▸ YOUR ASSIGNMENT
Each line containing the string "position" should be copied out of the entries.

*** SOURCE MATERIAL ***

PR #1065, opened 2022-03-30
Develop

MabuzaM:
- [DEMO LINK](https://MabuzaM.github.io/layout_stop-watch/)


src/styles/main.scss
```diff
@@ -0,0 +1,109 @@
...
+    3600s,
+    steps(1, end),
+    infinite,
+    bottom
+  );
+
+}
+
+.watch__hand--second {
+  position: absolute;
```
59MrRobot, line 51: Because this a watch__hand modifier, position will be inherited from watch__hand therefore it is redundant here.

src/styles/main.scss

***

▸ TASK OUTPUT
+  position: absolute;
59MrRobot, line 51: Because this a watch__hand modifier, position will be inherited from watch__hand therefore it is redundant here.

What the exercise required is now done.